Mais ces catégories ont aussi leurs limites. «Les jeunes ne veulent plus travailler», entend-on encore souvent. «C’est une critique cyclique: Socrate déjà se plaignait des jeunes», relativise Catherine Deloo.
Margaux Hermant, chercheuse à l’Université de Liège, a apporté un regard critique sur la notion même de génération. Son étude qualitative sur l’intégration des jeunes en entreprise montre qu’il existe souvent davantage de différences au sein d’une même génération qu’entre générations.

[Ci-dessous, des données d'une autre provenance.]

PR #60, opened 2019-12-27
Fix SCRAM implementation to adhere spec

tailhook:
By specification `nonce` is not base64 encoded string. Quoting the
spec:

> r: This attribute specifies a sequence of random printable ASCII
>     characters excluding ',' (which forms the nonce used as input to
>     the hash function).  No quoting is applied to this string.

I mean current edgedb doesn't accept anything other than valid
base64-encoded string including padding, which is wrong. (The generation
of nonce using base64 as well as client implementation are fine).

Unfortunately this requires a tiny patch in the edgedb itself (so tests are broken now).

### DIFF
--- a/edgedb/scram/__init__.py
+++ b/edgedb/scram/__init__.py
@@ -38,8 +38,8 @@ def generate_salt(length: int = DEFAULT_SALT_LENGTH) -> bytes:
     return os.urandom(length)
 
 
-def generate_nonce(length: int = RAW_NONCE_LENGTH) -> bytes:
-    return os.urandom(length)
+def generate_nonce(length: int = RAW_NONCE_LENGTH) -> str:
+    return B64(os.urandom(length))
 
 
 def build_verifier(password: str, *, salt: typing.Optional[bytes] = None,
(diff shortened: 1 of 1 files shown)


edgedb/scram/__init__.py
```diff
@@ -187,16 +187,18 @@ def parse_client_first_message(resp: bytes):
     if nonce_attr[0:1] != b'r':
         raise ValueError('malformed SCRAM message')
 
-    _, _, nonce_b64 = nonce_attr.partition(b'=')
-    nonce = base64.b64decode(nonce_b64)
+    _, _, nonce_bin = nonce_attr.partition(b'=')
+    nonce = nonce_bin.decode('ascii')
+    if not nonce.isprintable():
```
ambv: If you'd like to be thorough, reject commas here, too.

edgedb/scram/__init__.py
```diff
@@ -329,8 +332,10 @@ def parse_server_first_message(msg: bytes):
...
```
ambv: Ditto.

edgedb/scram/__init__.py
tailhook: The original string is split by commas, so commas are not possible here.

edgedb/scram/__init__.py
tailhook: Answered in the previous comment.

Neustradamus:
@tailhook: Good job!

Linked to:
- https://github.com/scram-sasl/info/issues/1

PR #64, opened 2019-12-31
Use 32-bit length prefixed strings in descriptors

tailhook:
This depends on [PR in pgproto](https://github.com/MagicStack/py-pgproto/pull/3) and [PR in edgedb](https://github.com/edgedb/edgedb/pull/1031).

### DIFF
--- a/edgedb/protocol/codecs/codecs.pyx
+++ b/edgedb/protocol/codecs/codecs.pyx
@@ -63,7 +63,7 @@ cdef class CodecsRegistry:
             bytes tid = frb_read(spec, 16)[:16]
             uint16_t els
             uint16_t i
-            uint16_t str_len
+            uint32_t str_len
             uint16_t pos
             int32_t dim_len
             BaseCodec res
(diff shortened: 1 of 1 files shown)


tailhook:
I need to release this before we can merge edgedb and tests obviously will not work before that.

edgedb/protocol/codecs/codecs.pyx
```diff
@@ -84,7 +84,7 @@ cdef class CodecsRegistry:
                 els = <uint16_t>hton.unpack_int16(frb_read(spec, 2))
                 for i in range(els):
                     frb_read(spec, 1)
-                    str_len = <uint16_t>hton.unpack_int16(frb_read(spec, 2))
+                    str_len = <uint32_t>hton.unpack_uint32(frb_read(spec, 4))
```
elprans: You don't need to cast anymore.  That was the whole reason to add `uint` unpack variants, wasn't it?

tailhook: Yes. You're right. There are so many casts in the code that they look like a convention here :)

PR #66, opened 2020-01-06
Disallow passing int-like objects as <int*> arguments

### LINKED ISSUE #53: Disallow passing objects with __int__ as <int> arguments

ambv:
Fixes #53

### DIFF
--- a/edgedb/protocol/codecs/codecs.pyx
+++ b/edgedb/protocol/codecs/codecs.pyx
@@ -377,15 +377,21 @@ cdef duration_decode(pgproto.CodecContext settings, FRBuffer *buf):
     return datetime.timedelta(microseconds=microseconds)
 
 
+cdef checked_decimal_encode(
+    pgproto.CodecContext settings, WriteBuffer buf, obj
+):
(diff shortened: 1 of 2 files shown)


agritheory:
> Please also restrict inputs to `decimal` to accept integers and and Decimal.

Clarification: You're referring to the GP scalar 'decimal' not the python class Decimal, correct? In my experience string-to-decimal conversion for the python Decimal object is pretty crucial.

elprans:
I'm referring to what's allowed to be passed as an argument to a query with a `std::decimal` parameter.  We chose to be strict and only allow passing Python `int` and `decimal.Decimal`.

agritheory:
Thank you for that. I have a related question about scalars, but it's better suited for the chat.

1st1:
Please squash into one commit before merging.

dimaqq:
OT: is this your new job, @ambv ? :)

ambv:
> OT: is this your new job, @ambv ? :)

It is. [Not so new anymore](https://twitter.com/llanga/status/1179354806537932802) actually. :-)

PR #68, opened 2020-01-08
Rename AsyncConnection.close() to .aclose()

### LINKED ISSUE #40: Rename `await con.close()` to `await con.aclose()`

1st1:
`close()` method in Python is a bit special as it makes an object
"closeable".  There are APIs that expect closeable objects to
shutdown when their `close` method is called. In the case of
`AsyncConnection`, old close() used to return a coroutine that
still needs to be awaited in order to do anything. Therefore, we
rename `close` to `aclose`, which also makes AsyncConnection symmetric
with async generators.

Closes #40.

### DIFF
--- a/docs/api/asyncio_con.rst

Le parcours de vie, le statut socioéconomique ou encore les expériences individuelles influencent davantage les comportements que l’année de naissance. Généraliser peut alors conduire à de l’âgisme ou à des discriminations.
Les échanges ont parfois été vifs autour des clichés sur les jeunes travailleurs. Entre critiques, témoignages du terrain et appels à mieux accompagner les apprentis, les débats ont surtout montré une réalité commune à toutes les générations : vouloir exercer son métier dans de bonnes conditions, être respecté, trouver du sens et pouvoir compter sur ses collègues.
Le programme visait à conscientiser à la précarité des jeunes et à montrer que les difficultés intergénérationnelles ne viennent pas des différences elles-mêmes, mais plutôt du manque de compréhension.
L’après-midi était consacré aux mobilisations de jeunesse à travers l’histoire: lutte contre la ségrégation, contestation de la guerre du Vietnam, Mai 68 ou encore marches pour le climat. Un rappel utile: les jeunes générations ne se sont jamais tenues à l’écart des combats sociaux. «On le voit d'ailleurs dernièrement avec la mobilisation étudiante. Ils se sont toujours mobilisés, on ne peut pas les taxer de fainéants», souligne Catherine Deloo.
Enfin, Isabelle Debroux, secrétaire fédérale, a conclu avec force: «Nos différences ne doivent pas nous diviser. Nos attentes communes sont évidentes: respecter la personne, exercer son métier dans les meilleures conditions, trouver du sens, compter sur ses collègues. Notre mission, c'est de construire des ponts, pas des frontières.»